GIS information is stored in specialized databases and file formats that are designed to efficiently manage and organize geographic data. The storage of GIS information depends on the type of data (vector or raster) and the specific GIS software being used. They are usually stored in shapefiles, geodatabases, grid formats (GeoTIFF) and other formats. The storage method is selected based on factors like data volume, complexity, scalability, and interoperability with GIS tools and systems.

GIS has revolutionized the way we perceive and interact with our world. GIS enables better decision-making across various sectors such as urban planning, public health, natural resource management, and emergency response. By visualizing data spatially, decision-makers can identify patterns, relationships, and trends that are critical for informed planning and policy development.

PostGIS – FAQ

PostGIS extends the capabilities of the PostgreSQL relational database by adding support for storing, indexing, and querying geospatial data. PostGIS features include Spatial Data Storage: Store different types of spatial data such as points, lines, polygons, and multi-geometries, in both 2D and 3D data.
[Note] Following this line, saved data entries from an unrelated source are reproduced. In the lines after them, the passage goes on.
PR #9589, opened 2019-07-16
Do not store park name as user string

IntelOrca:
When looking at the new save format, I have come to the conclusion that it is not necessary to store strings in a user table. Strings should be stored on the objects they relate to as `std::string`.

Starting with park name, I have moved it to be stored as a simple `std::string` in the `Park` class. When exporting back to S6, it allocates the user string for backwards compatibility. In rare the occurrence all user strings are used up, the park name gets saved as "unnamed park".

The benefit now is that the park name can share the same name as a ride.

### DIFF
--- a/src/openrct2-ui/windows/LoadSave.cpp
+++ b/src/openrct2-ui/windows/LoadSave.cpp
@@ -411,7 +411,7 @@ static bool browse(bool isSave, char* path, size_t pathSize)
             auto buffer = park.Name;
             if (buffer.empty())
             {
-                // Use localized "Unnamed Park" if park name was empty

PostGIS is an extension for PostgreSQL that allows storage and management of spatial data through two types: geometry for Euclidean plane operations suitable for precise, short-range tasks, and geography for spherical surface calculations ideal for global distances. It improves query performance with spatial indexes like R-tree, which efficiently store geometries’ location and extent. PostGIS also offers a broad array of spatial functions for complex operations such as distance calculations, intersections, proximity analysis, and coordinate system transformations, making it a robust tool for detailed geographic analysis in various applications.

PostGIS is used to enhance PostgreSQL databases with the ability to store and manage geographical and spatial data, enabling complex geographic queries. It supports a wide range of spatial functions for tasks such as mapping, routing, and spatial analysis. This makes it ideal for applications in urban planning, environmental monitoring, and location-based services.

No, PostgreSQL is a general-purpose relational database system, while PostGIS is an extension of PostgreSQL that adds support for geographic and spatial data processing.

In PostGIS, a raster is a data type that represents georeferenced grid data, primarily used for storing and analyzing images like satellite photos or digital elevation models. It supports various operations such as resampling and extracting pixel values.

PostGIS stores vector data in `geometry` or `geography` columns, which include points, lines, and polygons, each associated with a Spatial Reference Identifier (SRID) for spatial referencing. Raster data is stored in `raster` columns, representing grid-based imagery or maps, also linked with an SRID for georeferencing, facilitating efficient spatial querying and analysis.

PostGIS stores spatial data primarily in geometry, geography, and raster types for vector and grid-based data. It also supports formats like WKT, WKB, GeoJSON, and GML for interoperability and data exchange.

Remote Sensing – FAQ

Remote sensing is the technique of observing and analyzing the physical properties of an area by assessing the electromagnetic radiation it reflects and emits from a distance, often via satellites or aircraft. This method utilizes specialized cameras to capture images, enabling researchers to detect and study various Earth characteristics remotely.

There are two types of remote sensing instruments—passive and active.

  • Passive instruments detect natural energy that is reflected or emitted from the observed scene. Passive instruments sense only radiation emitted by the object being viewed or reflected by the object from a source other than the instrument.
  • Active instruments provide their own energy (electromagnetic radiation) to illuminate the object or scene they observe. They send a pulse of energy from the sensor to the object and then receive the radiation that is reflected or backscattered from that object. Scientists use many different types of active remote sensors.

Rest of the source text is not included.